Monroe is a town in Franklin County, Massachusetts, United States. The population was 118 at the 2020 U.S. census. By area, population, and population density, it is the smallest town in the county; and is the second-smallest town by population in the Commonwealth. This makes it the smallest town by population in mainland Massachusetts. Gosnold is the only town in Massachusetts to be smaller than Monroe by population.

Monroe is part of the Springfield, Massachusetts Metropolitan Statistical Area.

==History==
Monroe was first settled in 1800 and was officially incorporated in 1822. The town was named for President James Monroe, who was in office at the time of incorporation. The town was mostly rural, with dairy farming taking up much of the town's economic activity. During the mid-19th century, the town did get some business from the building of the Hoosac Tunnel, just south of town in Florida. In 1885, however, a railroad line was built between neighboring Readsboro, Vermont, and Holyoke, Massachusetts to haul wood pulp to a paper factory. This, in turn, enticed the Ramage family to establish the James Ramage Paper Company in 1887. The company was the main industry well into the 20th century, before closing in 1984.

==Geography==
According to the United States Census Bureau, the town has a total area of 10.8 sqmi, of which 10.7 sqmi is land and 0.1 sqmi, or 0.65%, is water. Monroe is located at 42° 43'18.80"N, 72° 56'29.38"W. The town is located on the northwestern corner of Franklin County along the Vermont-Massachusetts state line, and is bordered by Berkshire County to the west and Bennington County, Vermont, to the north. It is bordered on the north by the towns of Stamford, Vermont and Readsboro, Vermont, on the east by Rowe, Massachusetts, and on the south and west by Florida, Massachusetts. Monroe is 26 mi northwest of Greenfield, Massachusetts, 55 mi north-northwest of Springfield, Massachusetts, and 115 mi west-northwest of Boston, Massachusetts.
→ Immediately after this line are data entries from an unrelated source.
Issue #2258, opened 2026-07-31
Breaking changes in JAXMg


therooler:
My collaborator and I just released a new version of [JAXMg (v1.0.0)](https://flatironinstitute.github.io/jaxmg/latest/) that supports multi-GPU and (the much requested) multi-node capabilities.

This was a significant rewrite of the original code but should be both faster and more flexible going forward and allow us to implement more of the new features of [NVIDIA's cuSOLVERMp API](https://docs.nvidia.com/cuda/cusolvermp/usage/functions.html#dense-linear-algebra-apis).

For NetKet, this means that the current version of JAXMg must be pinned to <1.0.0 in order to avoid breaking the distributed solvers.

I intend to make a PR in the future to switch NetKet to new API, which should be straightforward but will require some care.

I'm particularly excited to try to see if the QGT construction and inversion can be done on the 2D GPU grid that JAXMg now supports, avoiding the need for any all-gathers of the QGT blocks.

PR #2263, opened 2026-08-12
Pin jaxmg to <1.0.0 for the distributed solvers

PhilipVinc:
Addresses #2258.

[JAXMg 1.0.0](https://flatironinstitute.github.io/jaxmg/latest/) is a rewrite on top of NVIDIA's cuSOLVERMp: it changes the API and *requires one python process per GPU*, while {`cholesky_distributed`, `pinv_smooth_distributed`} are written against the 0.0.x cuSOLVERMg API and drive several GPUs from a single process.

This is only the stop-gap pin asked for in the issue — porting the solvers to the new API is left to the follow-up PR @therooler announced.

Note that this is not merely hypothetical: `main` already declares `jaxmg>=0.0.9; sys_platform == 'linux'` in the `extra` extra, so `pip install netket[extra]` on Linux currently installs the incompatible 1.0.0.

## Changes

* `pyproject.toml`: bound the requirement to `jaxmg>=0.0.9,<1.0.0`.
* `import_optional_dependency` now actually *enforces* version bounds. `minimum_version=` existed but was only used to format the `pip install` hint in the not-found message; it is now checked, and `maximum_version=` (exclusive) and `extra_msg=` were added. If the version cannot be determined (no `__version__`, no distribution metadata) the check is skipped rather than failing.
* Both distributed solvers pass those bounds, so an unsupported jaxmg fails upfront with an actionable message instead of erroring obscurely inside jaxmg:

  ```
  `jaxmg` version 1.0.0 is not supported by
  `cholesky_distributed solver`, which requires `jaxmg>=0.0.9,<1.0.0`.

  To install a supported version, run

      pip install 'jaxmg>=0.0.9,<1.0.0'

  `jaxmg` 1.0 is a rewrite on top of NVIDIA's cuSOLVERMp, with a different
  API and execution model (it requires one python process per GPU). Support
  for it in NetKet is not implemented yet, see
  https://github.com/netket/netket/issues/2258 .
  ```
* Docs warning + changelog entry.

## Tests

* New `test/utils/test_optional_deps.py` covering the bound checking.
* New `test_unsupported_jaxmg_version` in `test/optimizer/test_solver_distributed.py`, which injects a fake `jaxmg` 1.0.0 and checks both solvers refuse it. Since the guard fires before any GPU work, this one runs on CPU — the module-level `pytestmark` GPU skip became a per-test `@requires_gpu` decorator on the existing (kernel-executing) tests so it isn't skipped everywhere.

`test/optimizer` + `test/utils` pass locally (1955 passed, 10 skipped). The GPU-only solver tests were not exercised.

🤖 Generated with [Claude Code](https://claude.com/claude-code)


PhilipVinc:
Superseded by #2265, which ports the solvers to the new JAXMg 1.0 API instead of pinning `jaxmg<1`.

PR #2264, opened 2026-08-12
Speed up CI by caching XLA compilations and using all cores

PhilipVinc:
The test suite is compilation-bound, and that compilation was being repeated both across xdist workers within a run and across every CI run.

- Enable jax's persistent compilation cache, stored in the Actions cache and keyed on a fingerprint of the compilation environment (the ubuntu fleet is mixed-CPU and keys track the CPU target — see comments below). Written on pushes to `main`, saved with `always()`.
- Run the standard-tests-under-sharding script with 2 xdist workers instead of serially.
- `-n logical` was tried and reverted: 4 workers is faster but OOM-killed the runner twice.

| Job | baseline (median of 8 runs on main) | warm cache |
|---|---|---|
| Ubuntu | 47.6 min | **19.9 min** |
| macOS | 46.4 min | **18.0 min** |
| Sharding (Standard) | 43.9 min | 21.7 min (cold) |

Critical path **~47 → ~20 min**. A hit requires identical HLO and target, so this cannot mask a change in netket.

### DIFF
--- a/.github/workflows/CI.yml
+++ b/.github/workflows/CI.yml
@@ -62,11 +62,12 @@ jobs:
             sharding_script: "run_test_sharding_distributed.sh"
 
     env:
-      # Reuse XLA compiled executables across xdist workers and across CI runs.
-      # The test suite is dominated by compilation, not execution, so this is
-      # worth roughly a 2x reduction in CPU time. The cache key is derived from
-      # the HLO, so a cache hit is only ever an identical computation and this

Monroe is located on the Hoosac Range, the northern end of The Berkshires. Monroe’s eastern town boundaries lies along the Deerfield River where Monroe borders the town of Rowe, which enters the state at this point, heading south and eastward towards the Connecticut River. The river is dammed for part of this length as the southern end of the Sherman Reservoir, which formerly supplied power to the Yankee Rowe Nuclear Power Station. There are also several brooks which run through town. Much of the central and southern part of town is covered by Monroe State Forest, which extends into neighboring town Florida.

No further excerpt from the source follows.